The JVM will also maintain references to FDs for files and (mainly) sockets that have been closed until a GC cleans them up. This condition is referred to as a soft FD leak. It results in a saw-tooth pattern in the VMStats.
gfsh
The gfsh
show metrics command can be used to show the FD limit (fileDescriptorLimit) and number of open FDs (totalFileDescriptorOpen) of a member.
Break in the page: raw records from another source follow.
PR #437, opened 2017-05-02
[android] ImageViewer fragment

gubatron:


android/res/layout/fragment_image_viewer.xml
```diff
@@ -0,0 +1,9 @@
+<?xml version="1.0" encoding="utf-8"?>
```
gubatron: license

android/src/com/frostwire/android/gui/views/AbstractActivity.java
```diff
@@ -187,7 +187,7 @@ protected final void setToolbarView(View view, int gravity) {
         }
     }
 
-    protected final void setToolbarView(View view) {
+    public final void setToolbarView(View view) {
```
gubatron: I'll revert this

android/src/com/frostwire/android/gui/views/AbstractListAdapter.java
```diff
@@ -504,13 +504,17 @@ protected void initCheckBox(View view, T item) {
     }
 
     protected void initTouchFeedback(View v, T item) {
+        initTouchFeedback(v, item, viewOnClickListener, viewOnLongClickListener, viewOnKeyListener);
+    }
+
+    protected void initTouchFeedback(View v, T item, OnClickListener clickListener, OnLongClickListener longClickListener, OnKeyListener keyListener) {
```
gubatron: more flexible touch feedback initialization method for those list adapters that might behave differently

android/src/com/frostwire/android/gui/views/AbstractListAdapter.java
```diff
@@ -504,13 +504,17 @@ protected void initCheckBox(View view, T item) {
     }
 
     protected void initTouchFeedback(View v, T item) {
+        initTouchFeedback(v, item, viewOnClickListener, viewOnLongClickListener, viewOnKeyListener);
```
gubatron: keep backwards compatibility

android/src/com/frostwire/android/gui/adapters/menu/RenameFileMenuAction.java
```diff
@@ -56,7 +62,11 @@ protected void onClick(Context context) {
 
     private void showRenameFileDialog() {
         RenameFileMenuActionDialog.renameAction = this;
-        RenameFileMenuActionDialog.newInstance(getFilePath()).show(((Activity) getContext()).getFragmentManager());
+        RenameFileMenuActionDialog renameFileMenuActionDialog = RenameFileMenuActionDialog.newInstance(getFilePath());
```
gubatron: I'll make `RenameFileMenuActionDialog.newInstance()` more consistent.
Right now I'm using a setter on `RenameFileMenuActionDialog` and on `DeleteFileMenuActionDialog` I'm passing the dialog listener as part of the `newInstance` parameters.

marcelinkaaa:
Currently when you are in selection mode and you tap on an image to select it - it opens it instead.

marcelinkaaa:
Still not sure why in this case the icon in the toolbar are not white according to added theme in toolabar_main.xml, but for now adding this line in themes.xml does the trick:
<item name="actionBarTheme">@style/ThemeOverlay.AppCompat.Dark.ActionBar</item>

android/res/layout/fragment_image_viewer.xml
```diff
@@ -0,0 +1,9 @@
...
+<RelativeLayout xmlns:android="http://schemas.android.com/apk/res/android"
+    android:layout_width="match_parent" android:layout_height="match_parent">
+
+    <ImageView
+        android:id="@+id/fragment_image_viewer_image"
+        android:layout_width="match_parent"
+        android:layout_height="match_parent" />
+</RelativeLayout>
```
aldenml: and `\n`

android/src/com/frostwire/android/core/FileDescriptor.java
```diff
@@ -82,6 +84,39 @@ public FileDescriptor(int id, String artist, String title, String album, String
         ensureCorrectMimeType(this);
     }
 
+    public FileDescriptor(Bundle bundle) {
+        this(bundle.getInt("id"),
```
aldenml: this is interesting, since none of the fields is `final`, I suppose that for consistency, it should be a `fromBundle` and use that here instead.

android/src/com/frostwire/android/gui/adapters/menu/FileListAdapter.java
```diff
@@ -134,7 +138,18 @@ public View getView(int position, View view, ViewGroup parent) {
 
         try {
             initCheckableGridImageView((RelativeLayout) view, item);
-            initTouchFeedback(view, item);
+            initTouchFeedback(view, item, new OnClickListener() {
```
aldenml: this is starting to not looks good

android/src/com/frostwire/android/gui/adapters/menu/RenameFileMenuAction.java
```diff
@@ -73,7 +83,9 @@ private void renameFile(String newFileName) {
         if (isValidFileName(newFileName)) {
             fd.filePath = Librarian.instance().renameFile(fd, newFileName);
             fd.title = FilenameUtils.getBaseName(newFileName);
-            adapter.notifyDataSetChanged();
+            if (adapter != null) {
```
aldenml: why the adapter can be null, if that's the case, isn't that an error?

android/src/com/frostwire/android/gui/adapters/menu/RenameFileMenuAction.java
```diff
@@ -133,12 +145,14 @@ protected void initComponents(Dialog dlg, Bundle savedInstanceState) {
             noButton.setOnClickListener(new ButtonOnClickListener(this, false));
         }
 
-        public void rename() {
+        public String rename() {
             EditText input = findView(getDialog(), R.id.dialog_default_input_text);
+            String newFileName = new String(input.getText().toString());
```
aldenml: `new String(`?

android/src/com/frostwire/android/gui/fragments/ImageViewerFragment.java
```diff
@@ -0,0 +1,194 @@
...
+
+    @Override
+    protected void initComponents(View v) {
+        imageView = findView(v, R.id.fragment_image_viewer_image);
+    }
+
+    @Override
+    public void onResume() {
+        super.onResume();
+        if (fd != null) {
```
aldenml: is this really necessary? I expect all the components to keep the state

android/src/com/frostwire/android/gui/fragments/ImageViewerFragment.java
```diff
@@ -0,0 +1,194 @@
...
+            // immediately, thus never really starting. This is why I check that the activity has lived
+            // more than 100 milliseconds, half the blink of an eye.
+            // (it works with 50ms on the android emulator but it could be a longer time on slower devices)
+            //
+            // Another way to do this is the non-standard way, which is getting a hold of the
+            // back button view and attaching a click listener, which is not recommended.
+            //
+            // Real Solution: Figure out why the hell android is creating and destroying the action mode
+            // so quickly when the activity is created.
+            long now = SystemClock.elapsedRealtime();
```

An example is:
show metrics --member=server1 --categories=jvm Member Metrics Category | Metric | Value -------- | ----------------------- | ----- jvm | jvmThreads | 82 | fileDescriptorLimit | 81920 | totalFileDescriptorOpen | 75
Action
There are several actions that can help prevent FD issues, including:
- Increase the open files limit. Check your operating system for specifics on how to do this.
- Change the Geode settings that control the life of connected sockets. For additional details, see Managing Open File Descriptors on GemFire Data Node Hosts.